TASK PROMPT:
Stop at the line containing "blacklisted IP is": every line of the listing from the first up to that one must be set down exactly.

DATA TO USE:

- Opening Delimiter -

Issue #9541, opened 2026-08-05
flaky: fast-path unit shards fail ~45% under load on ip-filter (D1/D2) + visionBridge (VB-S*) signature


diegosouzapw:
## Summary

The `Unit Tests fast-path (N/4)` shards (quality.yml, `test:unit:ci:shard`) fail intermittently — but at very high rate under load — on the SAME test signature, across PRs whose diffs cannot possibly affect these tests (including a docs-only PR):

- `tests/unit/authz/probe-9033-repro.test.ts` — `D1: blacklisted IP is blocked on a DIRECT connection`, `D2: persisted config written after first load is honored WITHOUT restart`, `Bonus: ipFilterModeSchema accepts whitelist-priority`
- `tests/unit/guardrails/visionBridge.test.ts` — `VB-S12`, `VB-S12b`, `VB-S01`, `VB-S13`, `VB-S07` (cascade)

## Evidence (2026-08-05)

During the base-red drain campaign, ~49 PRs were update-branched against the repaired `release/v3.8.50` tip and re-ran CI simultaneously. Result: **~45% of fast-path shard runs failed with this exact signature, and `gh run rerun --failed` re-flaked at a similar rate while the runner queue stayed saturated.** Examples: runs 31024823977 (PR #9508 — docs-only!), 31024846639 (#9483), 31024853385 (#9482), 31024892883 (#9449), 31024822682 (#9510).

Meanwhile the same tests pass on the release tip's `ci.yml` `test-unit` job (different sharding/concurrency) and pass locally in isolation with the #9385 fix in place.

## Hypothesis

Test-isolation defect exposed by shard co-scheduling under load: the ip-filter tests bind server state / read persisted config (DATA_DIR), and the visionBridge suite appears to fail as a cascade in the same process. Likely port collision or shared DATA_DIR/state between shard neighbors (`--test-concurrency=4`), aggravated when runners are slow. Note `[DDG-CB] Circuit breaker opened after 5 consecutive failures` appears in failing logs — network calls escaping mocks under load may be involved.

## Impact

Every code PR has ~even odds of a spurious red on fast-path shards whenever the runner pool is busy — which erodes exactly the "PR born green" guarantee the base-green work just restored.

## Suggested angle

1. Reproduce with the exact CI invocation (`TEST_SHARD=2/4 npm run test:unit:ci:shard`) under parallel load.
[...]

Issue #7859, opened 2026-07-20
fix(providers): Gemini Web connection test fails — 'Redirect blocked' 302 despite validator treating 302 as valid


height229:
### OmniRoute Version

v3.8.49

### Installation Method

Docker / Docker Compose

### Operating System

Linux

### OS Version

Ubuntu 26.04

### Provider(s) Involved

Gemini Web

### Model(s) Involved

all

### Client Tool

None

### Description

When adding a token to the `Gemini Web (Free)` provider i get `Redirect blocked for GET https://gemini.google.com/app (302)` as a response when testing/verifying the provider.

### Steps to Reproduce

1. Go to the Providers tab.
2. Search for `Gemini Web (Free)`
3. Press on Add Connection
4. Enter your __Secure-1PSID token
5. Click Save

### Expected Behavior

It should work and the `Gemini Web (Free)` provider should be added.

### Actual Behavior

Doesnt let me use the `Gemini Web (Free)` provider.

### Test Impact

Unsure

### Error Logs / Output

```shell

```

diegosouzapw:
Confirmed and root-caused. Labelled `bug` / `providers`. Thanks for the precise repro — the cause is not your cookie, and the connection would fail this way for every user.

**The validator already intends to accept your 302.** `src/lib/providers/validation/webProvidersB.ts:229-233`:

```ts
// 200/302 = valid, anything < 500 that isn't auth failure is acceptable
if (response.status < 500) {
  return { valid: true, error: null };
}
```

That branch is unreachable. `validationRead` runs on the `validationRead` preset, which sets `allowRedirect: false` (`src/shared/network/safeOutboundFetch.ts:51`), and `safeOutboundFetch.ts:311` **throws** `REDIRECT_BLOCKED` on any 3xx before a status is ever returned. The throw lands in the `catch` at the bottom of the validator and is rendered verbatim as the message you saw.

So the comment documents an intent the transport layer silently overrides. `https://gemini.google.com/app` answers 302 for every session — valid or not — which makes the Gemini Web provider unusable for everyone, not misconfigured for you.

**Why this matters beyond this one provider.** This is the *fourth* time this class has surfaced, and each previous fix was scoped narrowly to the provider that reported it:

- **#3288 / #3758** — blocked redirects to public hosts were mislabelled as SSRF; fixed in `isSecurityBlockError()` by checking whether the redirect target is private.
[...]

Issue #4012, opened 2026-06-16
[BUG] Nvidia NIM via Omniroute fails to process image inputs


daniij:
### OmniRoute Version

3.8.26

### Installation Method

npm (global)

### Operating System

Windows

### OS Version

Windows 11

### Node.js Version

v24.15.0

### Provider(s) Involved

Nvidia

### Model(s) Involved

any vision capable

### Client Tool

any

### Description

When routing vision requests to Nvidia NIM through Omniroute, the model executes successfully but returns a stub response stating that the image data is missing or unavailable.

Direct calls to the Nvidia NIM API handle the exact same payload correctly, which indicates that Omniroute is dropping or incorrectly stripping the image_url data from the messages array during transit.

Also some free providers dont work:
[provider removed at its operator's request] (Free): Returns [502]: fetch failed
Veo AI Free: Returns [502]: terminated
Chipotle Pepper AI (Free): Returns [502]: WS connect timeout
DuckDuckGo AI Chat: Returns [400]: DuckDuckGo AI Chat error: ERR_BAD_REQUEST

### Steps to Reproduce

1.Send a standard OpenAI-compatible Vision request to an Nvidia NIM model (e.g., nvidia/google/diffusiongemma-26b-a4b-it) via Omniroute.
2.Include a remote image URL in the messages block.
3.Observe the generated response text.

Code Snippet Used for Testing

```python
import json
import time
from pathlib import Path
from openai import OpenAI

IMAGE_URL = "https://s0.rbk.ru/v6_top_pics/media/img/5/46/756038770746465.jpg"
PROMPT = "Describe this image in one or two sentences."

VISION_MESSAGES = [
    {
        "role": "user",
        "content": [
            {"type": "image_url", "image_url": {"url": IMAGE_URL}},
            {"type": "text", "text": PROMPT},
        ],
    }
]

# Example calling via Omniroute
client = OpenAI(api_key="OMNIROUTE_API_KEY", base_url="OMNIROUTE_BASE_URL")
resp = client.chat.completions.create(
    model="nvidia/google/diffusiongemma-26b-a4b-it",
    messages=VISION_MESSAGES,
    max_tokens=256,
    temperature=0.0,
)
print(resp.choices[0].message.content)
``` 

### Expected Behavior

The model should receive the image, process it, and provide a valid visual description.

### Actual Behavior

[1/2] Direct Nvidia API / google/diffusiongemma-26b-a4b-it ... ok (37.0s)
[...]

PR #9529, opened 2026-08-05
fix(quality): 2 production bugs + 24 unit base-reds + measured gate ceilings

diegosouzapw:
## Summary

Quality-gate hardening pass on the release tip: 2 real production bugs fixed with TDD, 24 unit base-reds resolved (7 root causes, all landed 04/08), 2 gate ceilings recalibrated from measurement, and the test-masking gate extended with a verified deletion form.

## Production bugs (both TDD: failing test → fix → green)

**1. `rateLimitManager`: Bottleneck reservoir refresh dies permanently (`432b3140c2`)**
Bottleneck 2.19.5's `LocalDatastore._startHeartbeat()` clears the heartbeat interval without nulling the reference, so the first `limiter.updateSettings()` kills the periodic reservoir refill forever. Any auto-enrolled apikey connection that accumulates 60 requests freezes its queue ~120s, the watchdog fabricates a synthetic 502 (`RATE_LIMIT_QUEUE_WEDGED`), the connection cools down and drops out of the weighted pool — turning 70/30 distributions into ~50/50. New helper `applyLimiterSettings()` re-arms the heartbeat after every settings update (5 call sites). Regression test: `tests/unit/ratelimit-reservoir-refresh.test.ts` (hangs without the fix, resolves in ~1.1s with it). E2E proof: `tests/integration/combo-matrix/weighted.test.ts` passes untouched, with zero wedge artifacts in a 20k-line run log. Rate-limit family: 42/42.

**2. `visionBridge`: credential deps dropped at reroute call site (`c109d330d3`)**
`getBestVisionModel({ fixedModel })` was called without the `deps` argument while the two adjacent credential checks in the same function inject it — the router always hit the real DB and ignored DI overrides (regression from #8430). One-line fix reusing the already-resolved `checkCreds`. Before: 6 failing (VB-S*); after: 25/25, vision family 71/71.

## Unit base-reds (24 observed, 7 root causes — all landed 04/08)

The dominant systemic pattern (5 of 7 causes): a behavior change merges updating only part of the sibling tests that pin the old semantics.

| Cause | Fix commit |
|---|---|
| #9276 classifier `always`-mode — 1 of 2 sibling tests updated | `0f9db4789d` |
[...]

PR #9546, opened 2026-08-05
fix(guardrails): vision-bridge DI gap + capability-gated stub + stale 7859 mock (#9541)

diegosouzapw:
Fixes the three deterministic `Unit Tests fast-path` shard reds hitting every code PR since 2026-08-04 (Refs #9541 — the load-dependent D1/D2 half was fixed by #9385):

1. **DI gap**: `visionBridge.ts` didn't thread its injected `hasUsableCredentials` into `getBestVisionModel()` — #8430's fixedModel validation ran the real DB check under test DI, so CI's empty credential store silently disabled the reroute path (VB-S12/S01/… red on every PR, docs-only included).
2. **#4012 × #8430 composition**: the all-describes-failed stub now only replaces images when the upstream is confirmed NOT vision-capable — a vision-capable upstream keeps its raw images (VB-S03).
3. **Stale mock**: the #7859 test's public-redirect mock used `ServiceLogin`, which #9407 redefined as expired-session — moved to a non-ServiceLogin public target; both contracts keep dedicated coverage.

Validation (CI loader set): visionBridge 25/25 · 4012+8430 5/5 · 7859+9407 12/12 · typecheck clean. This PR's own fast-path shards double as the live proof.


diegosouzapw:
Superseded by #9529 (merged): it shipped the identical vision-bridge DI fix, the test realignments (VB-S03/7859) and the provider-count docs sync — this branch's diff against `release/v3.8.50` is now empty. Root-cause analysis lives in #9541.

PR #13682, opened 2026-09-14
docs(i18n): resync the 8 `llm.txt` locale mirrors added in #13660

abhisheksharma2411:
`git commit` currently fails on a **clean tree** for everyone on this base. Not a claim about my branch — run it yourself on an untouched `0d13ef4fbb`:

```
$ node scripts/check/check-docs-sync.mjs
[docs-sync] FAIL - docs/i18n/km/llm.txt differs from root llm.txt
[docs-sync] FAIL - docs/i18n/kn/llm.txt differs from root llm.txt
[docs-sync] FAIL - docs/i18n/ml/llm.txt differs from root llm.txt
[docs-sync] FAIL - docs/i18n/my/llm.txt differs from root llm.txt
[docs-sync] FAIL - docs/i18n/ne/llm.txt differs from root llm.txt
[docs-sync] FAIL - docs/i18n/or/llm.txt differs from root llm.txt
[docs-sync] FAIL - docs/i18n/pa/llm.txt differs from root llm.txt
[docs-sync] FAIL - docs/i18n/si/llm.txt differs from root llm.txt
```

- Closing Delimiter -

EXERCISE RESULT:
Issue #9541, opened 2026-08-05
flaky: fast-path unit shards fail ~45% under load on ip-filter (D1/D2) + visionBridge (VB-S*) signature


diegosouzapw:
## Summary

The `Unit Tests fast-path (N/4)` shards (quality.yml, `test:unit:ci:shard`) fail intermittently — but at very high rate under load — on the SAME test signature, across PRs whose diffs cannot possibly affect these tests (including a docs-only PR):

- `tests/unit/authz/probe-9033-repro.test.ts` — `D1: blacklisted IP is blocked on a DIRECT connection`, `D2: persisted config written after first load is honored WITHOUT restart`, `Bonus: ipFilterModeSchema accepts whitelist-priority`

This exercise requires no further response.